Task description: Among the lines of data below, reproduce only those from the one with "nickpyett, line 84: Don't" through the one with "- deleted test", exactly as they stand, both ends included.

Input:
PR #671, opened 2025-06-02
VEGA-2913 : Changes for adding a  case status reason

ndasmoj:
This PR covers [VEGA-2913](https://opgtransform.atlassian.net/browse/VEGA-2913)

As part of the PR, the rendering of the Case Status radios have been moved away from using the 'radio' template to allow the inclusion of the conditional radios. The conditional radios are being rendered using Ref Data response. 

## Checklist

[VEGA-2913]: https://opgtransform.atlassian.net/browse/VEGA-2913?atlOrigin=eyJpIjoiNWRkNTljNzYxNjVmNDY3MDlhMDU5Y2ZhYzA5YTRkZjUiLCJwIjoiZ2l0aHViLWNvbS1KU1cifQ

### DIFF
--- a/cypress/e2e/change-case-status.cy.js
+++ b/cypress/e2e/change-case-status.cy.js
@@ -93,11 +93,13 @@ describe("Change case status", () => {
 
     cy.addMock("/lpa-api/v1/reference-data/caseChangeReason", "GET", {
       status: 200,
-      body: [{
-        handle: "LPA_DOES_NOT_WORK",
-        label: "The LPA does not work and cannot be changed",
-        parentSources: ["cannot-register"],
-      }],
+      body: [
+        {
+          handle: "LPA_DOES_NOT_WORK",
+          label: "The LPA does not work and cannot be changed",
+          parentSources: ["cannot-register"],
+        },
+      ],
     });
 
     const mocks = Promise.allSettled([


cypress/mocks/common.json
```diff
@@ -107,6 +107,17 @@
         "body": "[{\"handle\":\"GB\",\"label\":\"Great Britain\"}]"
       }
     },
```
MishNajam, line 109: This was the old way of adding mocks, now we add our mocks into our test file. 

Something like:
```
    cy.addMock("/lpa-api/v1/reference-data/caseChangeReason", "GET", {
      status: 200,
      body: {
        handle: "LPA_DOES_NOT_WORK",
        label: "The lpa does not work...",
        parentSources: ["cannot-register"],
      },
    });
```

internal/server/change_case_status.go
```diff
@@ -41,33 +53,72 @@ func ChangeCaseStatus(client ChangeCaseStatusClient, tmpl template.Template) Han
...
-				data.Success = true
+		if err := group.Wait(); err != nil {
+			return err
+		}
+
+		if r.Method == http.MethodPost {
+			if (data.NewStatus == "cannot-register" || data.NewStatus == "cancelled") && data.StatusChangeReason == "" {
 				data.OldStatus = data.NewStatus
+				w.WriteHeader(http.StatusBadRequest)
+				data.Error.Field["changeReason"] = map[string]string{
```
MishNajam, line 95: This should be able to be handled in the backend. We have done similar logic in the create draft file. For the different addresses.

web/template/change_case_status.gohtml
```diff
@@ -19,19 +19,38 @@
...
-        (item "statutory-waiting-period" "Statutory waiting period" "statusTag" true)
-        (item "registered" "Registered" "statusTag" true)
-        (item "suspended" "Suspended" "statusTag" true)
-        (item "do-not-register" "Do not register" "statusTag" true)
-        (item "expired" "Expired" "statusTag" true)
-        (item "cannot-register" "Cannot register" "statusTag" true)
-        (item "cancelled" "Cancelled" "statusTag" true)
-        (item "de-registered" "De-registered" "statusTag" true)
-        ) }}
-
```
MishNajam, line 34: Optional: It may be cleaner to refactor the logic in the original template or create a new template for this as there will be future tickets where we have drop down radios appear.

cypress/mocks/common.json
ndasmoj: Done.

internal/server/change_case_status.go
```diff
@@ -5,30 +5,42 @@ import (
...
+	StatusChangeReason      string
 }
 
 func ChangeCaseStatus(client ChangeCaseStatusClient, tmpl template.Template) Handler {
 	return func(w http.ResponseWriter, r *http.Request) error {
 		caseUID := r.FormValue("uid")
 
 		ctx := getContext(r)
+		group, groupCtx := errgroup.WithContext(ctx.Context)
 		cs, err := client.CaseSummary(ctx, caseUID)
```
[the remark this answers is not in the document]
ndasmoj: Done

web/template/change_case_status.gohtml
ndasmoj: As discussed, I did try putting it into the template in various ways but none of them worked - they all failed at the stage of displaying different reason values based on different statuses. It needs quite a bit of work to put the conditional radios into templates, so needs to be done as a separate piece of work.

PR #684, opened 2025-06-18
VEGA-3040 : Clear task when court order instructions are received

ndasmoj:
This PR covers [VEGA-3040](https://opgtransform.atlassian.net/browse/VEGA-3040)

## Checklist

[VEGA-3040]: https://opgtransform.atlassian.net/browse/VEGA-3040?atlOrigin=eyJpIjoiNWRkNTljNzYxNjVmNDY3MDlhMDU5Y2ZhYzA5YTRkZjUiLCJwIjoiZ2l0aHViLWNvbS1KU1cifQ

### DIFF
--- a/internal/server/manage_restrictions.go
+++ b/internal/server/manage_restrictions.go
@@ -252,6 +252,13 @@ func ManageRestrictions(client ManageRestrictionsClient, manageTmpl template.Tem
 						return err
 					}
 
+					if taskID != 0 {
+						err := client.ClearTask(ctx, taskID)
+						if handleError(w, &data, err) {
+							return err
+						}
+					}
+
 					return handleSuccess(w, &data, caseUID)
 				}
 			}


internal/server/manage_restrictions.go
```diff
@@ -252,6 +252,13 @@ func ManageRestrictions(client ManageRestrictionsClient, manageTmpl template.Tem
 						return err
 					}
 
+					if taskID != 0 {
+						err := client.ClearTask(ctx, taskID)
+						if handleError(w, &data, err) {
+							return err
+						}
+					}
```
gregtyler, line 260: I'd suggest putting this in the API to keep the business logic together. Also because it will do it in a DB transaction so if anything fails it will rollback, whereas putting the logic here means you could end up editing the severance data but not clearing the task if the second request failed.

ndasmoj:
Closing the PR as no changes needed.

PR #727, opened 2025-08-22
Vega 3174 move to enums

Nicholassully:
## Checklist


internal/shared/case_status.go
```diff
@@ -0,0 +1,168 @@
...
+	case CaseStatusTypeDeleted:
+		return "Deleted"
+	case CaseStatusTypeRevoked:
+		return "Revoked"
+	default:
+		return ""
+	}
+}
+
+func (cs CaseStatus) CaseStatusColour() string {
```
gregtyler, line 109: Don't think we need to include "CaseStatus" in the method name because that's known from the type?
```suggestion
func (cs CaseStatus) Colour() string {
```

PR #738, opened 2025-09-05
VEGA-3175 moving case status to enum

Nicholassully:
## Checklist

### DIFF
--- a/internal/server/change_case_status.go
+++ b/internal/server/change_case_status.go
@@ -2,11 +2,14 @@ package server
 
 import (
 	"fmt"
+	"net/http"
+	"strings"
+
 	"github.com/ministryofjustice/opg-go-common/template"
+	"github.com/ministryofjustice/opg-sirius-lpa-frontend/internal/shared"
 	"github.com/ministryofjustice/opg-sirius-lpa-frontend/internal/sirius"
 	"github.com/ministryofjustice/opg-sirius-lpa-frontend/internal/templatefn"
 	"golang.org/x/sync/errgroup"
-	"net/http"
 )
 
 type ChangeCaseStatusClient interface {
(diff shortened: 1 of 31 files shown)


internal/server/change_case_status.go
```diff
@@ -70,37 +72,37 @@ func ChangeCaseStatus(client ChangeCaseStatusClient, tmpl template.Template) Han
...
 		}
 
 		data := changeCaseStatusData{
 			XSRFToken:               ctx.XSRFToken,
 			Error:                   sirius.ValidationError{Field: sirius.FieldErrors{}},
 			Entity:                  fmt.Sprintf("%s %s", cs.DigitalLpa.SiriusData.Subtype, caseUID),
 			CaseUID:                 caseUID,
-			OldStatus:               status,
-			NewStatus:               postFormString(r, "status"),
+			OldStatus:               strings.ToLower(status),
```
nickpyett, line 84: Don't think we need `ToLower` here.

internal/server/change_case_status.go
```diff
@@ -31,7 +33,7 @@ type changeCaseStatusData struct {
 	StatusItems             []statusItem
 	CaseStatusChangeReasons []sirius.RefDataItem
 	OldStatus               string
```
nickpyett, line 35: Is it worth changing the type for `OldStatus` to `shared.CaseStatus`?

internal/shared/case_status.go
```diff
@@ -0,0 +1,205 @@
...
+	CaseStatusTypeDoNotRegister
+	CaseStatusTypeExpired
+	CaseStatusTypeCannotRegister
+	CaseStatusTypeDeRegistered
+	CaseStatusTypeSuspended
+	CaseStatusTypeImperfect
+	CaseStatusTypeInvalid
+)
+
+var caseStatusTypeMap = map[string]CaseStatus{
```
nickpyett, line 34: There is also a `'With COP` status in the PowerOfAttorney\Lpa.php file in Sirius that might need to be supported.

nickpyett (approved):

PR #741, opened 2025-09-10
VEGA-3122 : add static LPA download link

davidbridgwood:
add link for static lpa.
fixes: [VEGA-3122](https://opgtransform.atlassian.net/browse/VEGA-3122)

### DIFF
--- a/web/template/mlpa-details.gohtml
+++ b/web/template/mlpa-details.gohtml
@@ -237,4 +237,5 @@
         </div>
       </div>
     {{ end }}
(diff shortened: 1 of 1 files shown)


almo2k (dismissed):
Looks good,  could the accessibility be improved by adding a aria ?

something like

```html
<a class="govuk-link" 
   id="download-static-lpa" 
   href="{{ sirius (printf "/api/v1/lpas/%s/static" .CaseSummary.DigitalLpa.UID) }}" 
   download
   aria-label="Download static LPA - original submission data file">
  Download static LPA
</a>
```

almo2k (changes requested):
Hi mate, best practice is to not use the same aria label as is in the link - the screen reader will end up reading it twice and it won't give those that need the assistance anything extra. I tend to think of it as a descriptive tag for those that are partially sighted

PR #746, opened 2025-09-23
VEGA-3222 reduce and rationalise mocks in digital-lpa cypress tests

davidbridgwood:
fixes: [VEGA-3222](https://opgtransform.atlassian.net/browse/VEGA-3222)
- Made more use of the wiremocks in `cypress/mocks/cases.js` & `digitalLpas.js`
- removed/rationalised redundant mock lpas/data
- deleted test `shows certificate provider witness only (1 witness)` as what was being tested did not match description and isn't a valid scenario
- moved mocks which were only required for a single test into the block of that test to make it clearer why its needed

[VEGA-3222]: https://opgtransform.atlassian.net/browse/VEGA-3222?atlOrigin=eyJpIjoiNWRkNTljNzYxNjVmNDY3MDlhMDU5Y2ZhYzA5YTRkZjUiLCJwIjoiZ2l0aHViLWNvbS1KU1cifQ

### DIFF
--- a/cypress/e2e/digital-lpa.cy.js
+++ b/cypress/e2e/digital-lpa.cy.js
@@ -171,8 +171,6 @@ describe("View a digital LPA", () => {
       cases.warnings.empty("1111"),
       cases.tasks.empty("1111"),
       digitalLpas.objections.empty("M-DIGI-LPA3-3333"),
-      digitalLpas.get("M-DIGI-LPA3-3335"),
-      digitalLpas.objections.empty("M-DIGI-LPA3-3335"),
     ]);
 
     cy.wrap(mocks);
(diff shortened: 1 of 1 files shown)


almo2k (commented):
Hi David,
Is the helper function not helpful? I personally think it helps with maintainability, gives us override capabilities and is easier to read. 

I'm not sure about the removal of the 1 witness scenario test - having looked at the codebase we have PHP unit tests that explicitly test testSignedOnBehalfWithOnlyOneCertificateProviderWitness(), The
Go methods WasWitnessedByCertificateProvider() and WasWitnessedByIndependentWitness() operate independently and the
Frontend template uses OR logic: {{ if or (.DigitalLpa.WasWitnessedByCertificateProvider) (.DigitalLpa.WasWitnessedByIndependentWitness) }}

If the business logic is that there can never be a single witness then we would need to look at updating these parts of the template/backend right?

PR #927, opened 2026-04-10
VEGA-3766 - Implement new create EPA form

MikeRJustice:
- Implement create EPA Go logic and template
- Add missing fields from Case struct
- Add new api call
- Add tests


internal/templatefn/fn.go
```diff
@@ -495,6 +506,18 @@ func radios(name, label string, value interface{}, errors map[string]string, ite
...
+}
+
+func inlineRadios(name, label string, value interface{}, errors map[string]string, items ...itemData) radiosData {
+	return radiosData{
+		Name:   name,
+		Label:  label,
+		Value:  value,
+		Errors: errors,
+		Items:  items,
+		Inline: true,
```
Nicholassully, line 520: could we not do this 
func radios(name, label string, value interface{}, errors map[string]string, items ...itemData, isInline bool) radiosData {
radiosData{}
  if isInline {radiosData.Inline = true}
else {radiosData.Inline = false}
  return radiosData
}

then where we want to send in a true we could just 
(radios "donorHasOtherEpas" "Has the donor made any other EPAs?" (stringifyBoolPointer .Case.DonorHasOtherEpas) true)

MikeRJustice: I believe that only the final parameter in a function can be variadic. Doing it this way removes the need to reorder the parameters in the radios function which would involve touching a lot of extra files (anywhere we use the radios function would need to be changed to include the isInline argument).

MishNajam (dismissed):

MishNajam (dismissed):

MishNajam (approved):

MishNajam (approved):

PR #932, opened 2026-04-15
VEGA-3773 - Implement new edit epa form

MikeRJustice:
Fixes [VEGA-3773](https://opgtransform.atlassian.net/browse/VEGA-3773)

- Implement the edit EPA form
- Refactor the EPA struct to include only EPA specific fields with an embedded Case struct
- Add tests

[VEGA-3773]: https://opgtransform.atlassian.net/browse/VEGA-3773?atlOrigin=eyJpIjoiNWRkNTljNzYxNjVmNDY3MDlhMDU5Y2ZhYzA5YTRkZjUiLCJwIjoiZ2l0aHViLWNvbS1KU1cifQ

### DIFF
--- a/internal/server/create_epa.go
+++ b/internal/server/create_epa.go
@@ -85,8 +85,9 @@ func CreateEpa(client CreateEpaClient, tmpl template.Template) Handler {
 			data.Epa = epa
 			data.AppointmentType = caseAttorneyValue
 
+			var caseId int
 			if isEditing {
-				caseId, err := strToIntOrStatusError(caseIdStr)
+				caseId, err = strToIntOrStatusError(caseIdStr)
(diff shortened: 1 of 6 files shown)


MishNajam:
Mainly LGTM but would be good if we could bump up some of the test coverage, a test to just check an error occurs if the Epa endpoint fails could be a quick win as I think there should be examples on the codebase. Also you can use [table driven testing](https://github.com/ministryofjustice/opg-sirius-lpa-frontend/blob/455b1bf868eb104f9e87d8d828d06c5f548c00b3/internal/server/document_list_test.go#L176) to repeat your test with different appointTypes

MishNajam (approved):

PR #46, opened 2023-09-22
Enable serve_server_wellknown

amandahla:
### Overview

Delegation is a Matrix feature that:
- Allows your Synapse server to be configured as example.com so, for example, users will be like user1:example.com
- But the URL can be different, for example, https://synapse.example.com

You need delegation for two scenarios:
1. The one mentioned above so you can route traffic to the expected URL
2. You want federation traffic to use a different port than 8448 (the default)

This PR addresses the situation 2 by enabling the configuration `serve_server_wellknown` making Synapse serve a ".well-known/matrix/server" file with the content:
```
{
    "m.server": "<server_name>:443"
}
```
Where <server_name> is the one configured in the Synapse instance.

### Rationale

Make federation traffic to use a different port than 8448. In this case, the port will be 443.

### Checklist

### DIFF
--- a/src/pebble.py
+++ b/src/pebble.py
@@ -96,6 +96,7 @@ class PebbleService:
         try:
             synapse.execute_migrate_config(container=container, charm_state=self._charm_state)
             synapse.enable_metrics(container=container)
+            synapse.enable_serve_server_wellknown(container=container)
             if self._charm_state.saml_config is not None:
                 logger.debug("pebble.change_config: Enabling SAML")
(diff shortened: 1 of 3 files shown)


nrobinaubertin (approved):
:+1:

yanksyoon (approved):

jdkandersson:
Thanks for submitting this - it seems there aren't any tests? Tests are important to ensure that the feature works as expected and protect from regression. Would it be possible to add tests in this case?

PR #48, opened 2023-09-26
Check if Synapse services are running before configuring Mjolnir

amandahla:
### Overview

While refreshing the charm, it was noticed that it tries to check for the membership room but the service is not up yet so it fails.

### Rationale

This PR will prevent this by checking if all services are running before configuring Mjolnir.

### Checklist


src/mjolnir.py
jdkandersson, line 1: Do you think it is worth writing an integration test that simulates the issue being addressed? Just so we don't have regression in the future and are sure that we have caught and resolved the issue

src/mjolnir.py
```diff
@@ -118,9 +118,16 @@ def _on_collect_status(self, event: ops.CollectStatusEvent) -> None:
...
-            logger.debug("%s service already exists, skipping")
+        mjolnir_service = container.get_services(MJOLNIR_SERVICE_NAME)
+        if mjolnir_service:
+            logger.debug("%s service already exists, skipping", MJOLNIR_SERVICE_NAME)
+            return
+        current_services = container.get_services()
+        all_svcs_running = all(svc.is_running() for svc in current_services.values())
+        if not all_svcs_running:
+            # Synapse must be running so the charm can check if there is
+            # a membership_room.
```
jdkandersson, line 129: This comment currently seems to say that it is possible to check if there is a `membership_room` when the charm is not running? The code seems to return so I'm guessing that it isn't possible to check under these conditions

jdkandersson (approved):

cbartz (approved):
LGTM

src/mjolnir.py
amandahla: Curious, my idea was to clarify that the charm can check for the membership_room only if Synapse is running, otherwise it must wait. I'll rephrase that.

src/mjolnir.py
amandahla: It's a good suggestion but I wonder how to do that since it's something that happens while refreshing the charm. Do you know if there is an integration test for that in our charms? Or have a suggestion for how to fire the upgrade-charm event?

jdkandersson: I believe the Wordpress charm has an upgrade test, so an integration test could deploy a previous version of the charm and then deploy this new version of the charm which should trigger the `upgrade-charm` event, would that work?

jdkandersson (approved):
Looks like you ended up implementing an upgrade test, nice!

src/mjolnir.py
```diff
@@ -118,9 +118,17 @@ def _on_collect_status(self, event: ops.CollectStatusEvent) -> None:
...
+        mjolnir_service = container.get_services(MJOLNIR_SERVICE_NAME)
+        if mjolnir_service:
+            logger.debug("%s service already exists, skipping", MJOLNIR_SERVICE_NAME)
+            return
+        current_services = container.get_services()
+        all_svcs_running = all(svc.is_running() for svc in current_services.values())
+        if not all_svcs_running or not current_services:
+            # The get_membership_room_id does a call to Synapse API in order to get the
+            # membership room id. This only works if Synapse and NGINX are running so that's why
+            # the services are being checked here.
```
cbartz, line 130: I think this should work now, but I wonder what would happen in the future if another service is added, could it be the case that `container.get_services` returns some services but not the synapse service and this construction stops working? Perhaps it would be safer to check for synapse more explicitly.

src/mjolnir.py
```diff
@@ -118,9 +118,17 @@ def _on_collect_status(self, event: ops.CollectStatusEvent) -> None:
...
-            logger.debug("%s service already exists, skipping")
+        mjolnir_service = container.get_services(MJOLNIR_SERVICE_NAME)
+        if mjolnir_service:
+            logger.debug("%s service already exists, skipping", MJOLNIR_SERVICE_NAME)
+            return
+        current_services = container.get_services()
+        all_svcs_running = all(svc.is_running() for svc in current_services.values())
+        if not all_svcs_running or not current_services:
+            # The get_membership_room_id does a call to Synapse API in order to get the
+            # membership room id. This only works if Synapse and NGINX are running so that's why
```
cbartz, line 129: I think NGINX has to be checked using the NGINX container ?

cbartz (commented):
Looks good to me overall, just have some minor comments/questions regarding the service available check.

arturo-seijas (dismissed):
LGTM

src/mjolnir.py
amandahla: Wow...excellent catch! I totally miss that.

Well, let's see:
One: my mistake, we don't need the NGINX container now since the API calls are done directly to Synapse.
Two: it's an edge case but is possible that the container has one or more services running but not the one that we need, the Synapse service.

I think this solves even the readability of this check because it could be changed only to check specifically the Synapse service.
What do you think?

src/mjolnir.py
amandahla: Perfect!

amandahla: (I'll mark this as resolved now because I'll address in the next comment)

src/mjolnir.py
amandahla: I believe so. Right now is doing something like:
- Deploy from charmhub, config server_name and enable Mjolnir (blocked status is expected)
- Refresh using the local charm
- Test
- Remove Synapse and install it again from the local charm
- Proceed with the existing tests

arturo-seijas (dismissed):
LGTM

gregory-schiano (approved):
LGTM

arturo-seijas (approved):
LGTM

Result for this exercise:
nickpyett, line 84: Don't think we need `ToLower` here.

internal/server/change_case_status.go
```diff
@@ -31,7 +33,7 @@ type changeCaseStatusData struct {
 	StatusItems             []statusItem
 	CaseStatusChangeReasons []sirius.RefDataItem
 	OldStatus               string
```
nickpyett, line 35: Is it worth changing the type for `OldStatus` to `shared.CaseStatus`?

internal/shared/case_status.go
```diff
@@ -0,0 +1,205 @@
...
+	CaseStatusTypeDoNotRegister
+	CaseStatusTypeExpired
+	CaseStatusTypeCannotRegister
+	CaseStatusTypeDeRegistered
+	CaseStatusTypeSuspended
+	CaseStatusTypeImperfect
+	CaseStatusTypeInvalid
+)
+
+var caseStatusTypeMap = map[string]CaseStatus{
```
nickpyett, line 34: There is also a `'With COP` status in the PowerOfAttorney\Lpa.php file in Sirius that might need to be supported.

nickpyett (approved):

PR #741, opened 2025-09-10
VEGA-3122 : add static LPA download link

davidbridgwood:
add link for static lpa.
fixes: [VEGA-3122](https://opgtransform.atlassian.net/browse/VEGA-3122)

### DIFF
--- a/web/template/mlpa-details.gohtml
+++ b/web/template/mlpa-details.gohtml
@@ -237,4 +237,5 @@
         </div>
       </div>
     {{ end }}
(diff shortened: 1 of 1 files shown)


almo2k (dismissed):
Looks good,  could the accessibility be improved by adding a aria ?

something like

```html
<a class="govuk-link" 
   id="download-static-lpa" 
   href="{{ sirius (printf "/api/v1/lpas/%s/static" .CaseSummary.DigitalLpa.UID) }}" 
   download
   aria-label="Download static LPA - original submission data file">
  Download static LPA
</a>
```

almo2k (changes requested):
Hi mate, best practice is to not use the same aria label as is in the link - the screen reader will end up reading it twice and it won't give those that need the assistance anything extra. I tend to think of it as a descriptive tag for those that are partially sighted

PR #746, opened 2025-09-23
VEGA-3222 reduce and rationalise mocks in digital-lpa cypress tests

davidbridgwood:
fixes: [VEGA-3222](https://opgtransform.atlassian.net/browse/VEGA-3222)
- Made more use of the wiremocks in `cypress/mocks/cases.js` & `digitalLpas.js`
- removed/rationalised redundant mock lpas/data
- deleted test `shows certificate provider witness only (1 witness)` as what was being tested did not match description and isn't a valid scenario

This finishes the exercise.